# Giovanni Sgambati



## QuietGuy (Mar 1, 2014)

Check out this composer's Symphony #1





I'd never heard of this composer before. What nice find!
https://en.wikipedia.org/wiki/Giovanni_Sgambati


----------



## KenOC (Mar 7, 2011)

QuietGuy said:


> Check out this composer's Symphony #1
> 
> 
> 
> ...


I have Sgambati's 1st Symphony also, and was surprised how good it was. He was also a well known conductor. A curiosity from the CD booklet: Sgambati conducted the Italian premiere of Beethoven's Eroica...in 1867! 60+ years after it was written. Hard to believe.


----------



## iljajj (Jul 5, 2015)

KenOC said:


> I have Sgambati's 1st Symphony also, and was surprised how good it was. He was also a well known conductor. A curiosity from the CD booklet: Sgambati conducted the Italian premiere of Beethoven's Eroica...in 1867! 60+ years after it was written. Hard to believe.


May that have something to do with the fact that Italy didn't exist before 1859 (or 1866, or 1918, depending which part you're referring to)?

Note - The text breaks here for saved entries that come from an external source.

Issue #3382, opened 2026-09-02
[Feature] Migrate the remaining candle models to the shared chunked attention kernel


subin9:
### Goal

`chunked_sdpa` already exists (`model_architectures/attention/chunked_sdpa.rs`) and mmBERT embedding is the only model that calls it. Migrate the rest so attention memory stops growing with the square of the input.

#2014 asked for exactly this and proposed the API that later landed. It was closed by the stale bot without review. #2007 is the mmBERT fix, #1957 the crash that prompted it.

### Proposed Workgroup

Router Models & Inference Runtime

### Scope

Measured on CPU, one embedding call per row, peak RSS above the loaded weights:

```
              Qwen3 (dense, F64)        mmBERT (chunked)
words       delta MiB   elapsed       delta MiB   elapsed
512                 0     5.3s                0      1.1s
2048             2235    60.7s                0      8.9s
4096             9461   231.0s              116     31.1s
8192    stopped above 15 GiB                502    108.5s
```

Qwen3 casts Q and K to F64 before the matmul (`qwen3_embedding.rs:1232-1244`), which doubles it. The two models differ in size and head count, so the absolute numbers are not a controlled comparison of the kernel; the scaling shape is.

Sites still on dense attention: `qwen3_embedding.rs:1184,1244`, `candle_models/modernbert.rs:209`, `gemma3_model.rs:881,948`, `multimodal_embedding.rs:265,533,671,890`, `qwen3_with_lora.rs:265`, `base_model.rs:480`. Only Qwen3 and multimodal were measured; the rest are read from the source.

`candle_models/modernbert.rs:209` is the one worth starting from. Every ModernBERT and mmBERT classifier loads that model (`traditional/modernbert.rs:722,935,1422`), and `MAX_CLASSIFICATION_SEQ_LEN = 512` exists because of it — the comment there says 4000 tokens OOM-kills the container with no logs. That cap is what #3204, #3333 and #3364 each work around.

### Non-goals

- Raising or removing `MAX_CLASSIFICATION_SEQ_LEN`. That needs its own measurement once attention is bounded, and it changes classifier behaviour.
- The per-surface chunking fixes. #3206, #3334 and #3369 own those.
- The multimodal text FFI failing past its position limit, which is #3381.

### Completion signal

- Each migrated model returns the same output as its dense path, the way `chunked_sdpa_test.rs` already checks for mmBERT.
- Peak memory for a long input grows with the input rather than its square, measured the same way as above.

PR #3402, opened 2026-09-03
[Feature] Move ModernBERT attention onto the shared chunked kernel

subin9:
Related #3382

## Purpose

Move `candle_models/modernbert.rs` onto the shared `chunked_sdpa` kernel, which until now only mmBERT embedding used. Every ModernBERT and mmBERT classifier loads this backbone, and its quadratic attention is why `MAX_CLASSIFICATION_SEQ_LEN` is 512.

Three things were `O(seq²)` per forward and are now gone:

- the full `(b, heads, seq, seq)` score matrix in `compute_standard_attention`
- the `(b, 1, seq, seq)` padding mask expansion in `prepare_4d_attention_mask`
- the `(seq, seq)` sliding-window band in `get_local_attention_mask`

The kernel walks the query dimension in blocks, the padding mask becomes `(b, 1, 1, seq)`, and a local layer becomes `window: Some(w)` applied per block. Output is unchanged and no config, API or FFI surface moves — `ModernBert::forward(xs, mask)` keeps its signature.

One detail: `q` was scaled once for both the flash and dense paths. The kernel folds the scale in itself, so that binding now lives inside the flash arm as `q_scaled` — sharing it would have scaled `q` twice on the flash-failure fallback.

Qwen3, Gemma3, multimodal, LoRA and `base_model` stay dense and remain with #3382.

## Test Plan

```
cd candle-binding && cargo test --release --no-default-features --lib modernbert::tests
make test-rust-ci
cd candle-binding && cargo test --release --no-default-features --lib   # compared against main
cd candle-binding && cargo fmt --check && cargo check --no-default-features
```

Memory measured with a throwaway harness (not committed): one attention block at hidden 768 (12 heads × 64), batch 1, CPU, F32, reporting `VmHWM` above the pre-forward `VmRSS`.

## Test Result

Two new tests compare the new path against the dense code this PR deletes, over global and local layers, sequence lengths 1/5/16/40, block sizes 1/3/8/16/512, with and without padding. `max|Δ| < 1e-4`, both pass. Both are registered in `RUST_CI_LIB_TESTS` so `make test-rust-ci` runs them — 7/7 pass.

Regression sweep: 522 passed / 69 failed, and the failing set is identical to `main` measured the same way (all 69 need `../models`, absent here). `cargo fmt --check` and `cargo check --no-default-features` clean.

Three runs per cell; memory varied by at most 1 MiB.

```
                 peak RSS (MiB)        elapsed (s)
seq    kind     dense   chunked      dense  chunked
2048   global    1037       253       0.88     0.88
4096   global    3992       503       3.08     3.20
8192   global   15789      1003      11.67    12.44
2048   local     1057       114       0.89     0.26
4096   local     4056       162       3.22     0.51
8192   local    16045       258      11.86     0.99
```

Dense quadruples per doubling, chunked doubles. Global layers cost about 3% more wall clock (the block loop's `cat` and per-block `contiguous`); local layers get faster because the kernel reads only the `±window` band instead of masking a full matrix.

The flash-attn arm is CUDA-gated and cannot be built here or in PR CI (`cargo check --features flash-attn` fails at `nvcc`), so the `q_scaled` change is verified by reading. This does not raise `MAX_CLASSIFICATION_SEQ_LEN`, a non-goal in #3382.


FAUST-BENCHOU (commented):
It looks like the flash path scales `q` manually and also passes the same `softmax_scale` to `flash_attn`. Could this apply the `1/sqrt(d)` scaling twice here?

subin9:
Yes — though it predates this PR: q is already scaled before the flash call and softmax_scale is passed as well. This PR only stopped the chunked fallback from sharing that scaled binding. I'll drop the manual scale and check it if you need it :)

subin9:
oh, found where this came from — upstream candle-transformers only has the dense path and pre-scales `q`, which is right there since nothing scales again after. 

This file is a local copy with flash added on top, and the pre-scale sits above the branch, so both paths inherited it.

Dropped it on the flash side so `softmax_scale` does the scaling. dense/chunked unchanged.

Xunzhuo (approved):
The chunked path preserves global/local and padding semantics against the deleted dense reference, removes the quadratic mask/score allocations, and the latest head also fixes the flash path’s inherited double scaling. The focused Rust matrix is registered in CI, all checks are green, and local agent validation passes. Approved; please rebase onto current main before merge.

FAUST-BENCHOU (approved):

wilsonwu (approved):
LGTM

PR #90, opened 2022-01-18
Add Overview section.

timsifive:
Also edited the Access Method section, where some of the Overview stuff
came from.


changab (approved):
I sent the updated figure to your mailbox for the 1P  configuration structure use case.
Could you please replace the figure in this section with the new one?
Just keep the multi-P figure under /figures, we can add the complex example later.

Returning to Sgambati's First: a fine work. The _Second Symphony_ has been recorded too and was included in the March 2015 issue of the Italian magazine _Amadeus_. It is being discussed here: http://www.unsungcomposers.com/forum/index.php?topic=5531.0


----------



## downhillputz (Aug 1, 2015)

Until reading this post, I'd never heard of Sgambati. With genuine sincerity, thank you! Sgambati's First Symphony is shockingly good - it is amazing to me how a composition of this obvious quality has escaped attention. I would put Kalivoda's 5th & 6th symphonies in a similar classification. It's unfathomable to me!


----------